- Born: 7 April 1825 London
- Died: 13 February 1901 (aged 75) Hobart
- Parents: William Chaulk (later Baudinet) (father); Augusta Louisa née Baudinet (mother);

= Louisa Isabella Chaulk Baudinet =

Australian botanical collector

Louisa Isabella Chaulk Baudinet, also known as Lucy Baudinet or Miss Baudinet (7 April 1825 – 13 February 1901) was an Australian botanical collector.

== Life ==
Chaulk Baudinet was born on 7 April 1825 in London to William Chaulk (later Baudinet) (c.1799–1865), and Augusta Louisa née Baudinet (1805–1873). She was the second of twelve children in the family. In 1829, the family migrated to Western Australia, and in 1831 to Tasmania. In 1838–1847, Baudinet's father was the first lighthouse keeper on Bruny Island, and in 1848–1865, on Deal Island in the Kent Group. After the death of her parents, Baudinet lived with her siblings and never married.

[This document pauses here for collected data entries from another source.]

PR #2034, opened 2020-08-29
KTOR-1263 Allow any header in CORS configuration

jozefdransfield:
**Subsystem**
Server

**Motivation**
I would like to support custom headers in a rest api called from a web browser, that I cannot know at application load.
I would therefore like to be able to mirror the allowed headers as requested in the preflight call, I believe this functionality is implemented in existing frameworks: for example expressjs
https://expressjs.com/en/resources/middleware/cors.html
"allowedHeaders: Configures the Access-Control-Allow-Headers CORS header. Expects a comma-delimited string (ex: ‘Content-Type,Authorization’) or an array (ex: ['Content-Type', 'Authorization']). If not specified, defaults to reflecting the headers specified in the request’s Access-Control-Request-Headers header."

**Solution**
Attempted to replicate the way anyHost works to extend this to anyHeader.

[KTOR-1263](https://youtrack.jetbrains.com/issue/KTOR-1263)


ktor-server/ktor-server-tests/jvm/test/io/ktor/tests/server/features/CORSTest.kt
```diff
@@ -670,4 +670,29 @@ class CORSTest {
...
+                anyHeader()
+            }
+
+            application.routing {
+                get("/") {
+                    call.respond("OK")
+                }
+            }
+
+            handleRequest(HttpMethod.Options, "/") {
```
cy6erGn0m, line 688: Two cases need to be tested including missing `AccessControlRequestHeaders` in the request.

cy6erGn0m:
The main question here is security. Allowing any headers may lead to serious vulnerabilities. What are observations of expressjs community? Any related reports?

cy6erGn0m:
Please run `./gradlew apiDump` and commit the change in server-core module

cy6erGn0m:
The feature only looks similar to any host. While the purpose is quite different. Any host is required for public API services (e.g. GitHub API) that want to provide the ability to make requests from any hosts. If API is secured properly, it is relatively safe to allow any hosts.
On the other hand, allowing any headers looks like some kind debug/testing feature and opens potentially unplanned capabilities with unknown effects. Such a "too open" strategy seems to be too dangerous because one can't plan all possible incoming headers because there are too many different headers with different semantics. This is why in CORS the list of headers is designed as a white list while all other headers are forbidden.

What a shame that CORS doesn't support partial wildcards in header names.

jozefdransfield:
My use case is I am using custom headers to exchange meta data about a resource. (e.g PU/ GET /POST) 

All my headers are prefixed so I know which are specific to the data.

Perhaps a solution could be to emulate a wildcard matcher, where you say you allow headers that match prefix-* then you could take the Access-Control-Allow-Headers and mirror the ones that match the pattern, plus any headers that where explicitly configured?

jozefdransfield:
@cy6erGn0m Should I investigate the solution I proposed?

cy6erGn0m:
@jozefdransfield Hi, Jozef. Sorry for the delay. I think yes, we may try the wildcard solution.

jozefdransfield:
@cy6erGn0m Made those changes now.

cy6erGn0m (changes requested):
Thanks! This is way better. But what if we need to match two or more different prefixes? Not sure, perhaps we need a list of prefixes or even a list of functional predicates...  or maybe both

```kotlin
allowHeadersPrefixed("X-My-")
allowHeaders { name -> name.startsWith("X-My-") }
```

The disadvantage of lambda is that it encurages `allowHeaders { true }` or something like that

jozefdransfield:
@cy6erGn0m I have added an allowHeaders to take a predicate for matching the header names and it now accepts multiple conditions so you can add more than one prefix etc.

ktor-server/ktor-server-core/jvm/src/io/ktor/features/CORS.kt
```diff
@@ -128,9 +138,12 @@ public class CORS(configuration: Configuration) {
         if (methodsListHeaderValue.isNotEmpty()) {
             response.header(HttpHeaders.AccessControlAllowMethods, methodsListHeaderValue)
         }
-        if (headersListHeaderValue.isNotEmpty()) {
-            response.header(HttpHeaders.AccessControlAllowHeaders, headersListHeaderValue)
-        }
+
+        val requestHeadersMatchingPrefix = requestHeaders.filter { header -> headerMatchesAPredicate(header) }
+
+        val headersListHeaderValue = listOf(headersList, requestHeadersMatchingPrefix).flatten().sorted().joinToString(", ")
```
cy6erGn0m, line 144: Can't we simply do `+` instead of flattening?

ktor-server/ktor-server-core/jvm/src/io/ktor/features/CORS.kt
```diff
@@ -42,6 +43,11 @@ public class CORS(configuration: Configuration) {
             if (configuration.allowNonSimpleContentTypes) headers else headers.minus(HttpHeaders.ContentType)
         }
 
+    /**
+     * Prefix for permitted headers
+     */
+    public val headerPredicates : List<Predicate<String>> = configuration.headerPredicates
```
cy6erGn0m, line 49: Depending on Java-only `Predicate` is unnecessary. Can't we replace it with Kotlin function `(String) -> Boolean`? It looks a bit more verbose but it will let us migrate out of JVM in case..

cy6erGn0m (changes requested):
Thanks! I think it is the last iteration

jozefdransfield:
@cy6erGn0m No problem, made those changes

cy6erGn0m (approved):

cy6erGn0m:
Merged manually. Thanks for your contribution!

PR #2036, opened 2020-08-29
Jackson: Do not convert to String before converting to JSON

antonha:
**Subsystem**
ktor-jackson

**Motivation**
The existing implementation of the JacksonConverter used a TextContent, which meant that the ObjectMapper had to serialize the entire output value to a String before responding.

Chaulk Baudinet collected specimens on Swan Island, where she lived with a brother who was lighthouse keeper there in 1869, and at Cape Portland and Clarke Island, 1883–1885. Her collections, approximately 114, have been lodged mainly at MEL, with others at HO and NSW. Swedish botanist Jacob Agardh identified Baudinet's algal specimens for Ferdinand von Mueller.

Chaulk Baudinet died on 13 February 1901 in Hobart, Tasmania at the New Town Charitable Institution of senilis.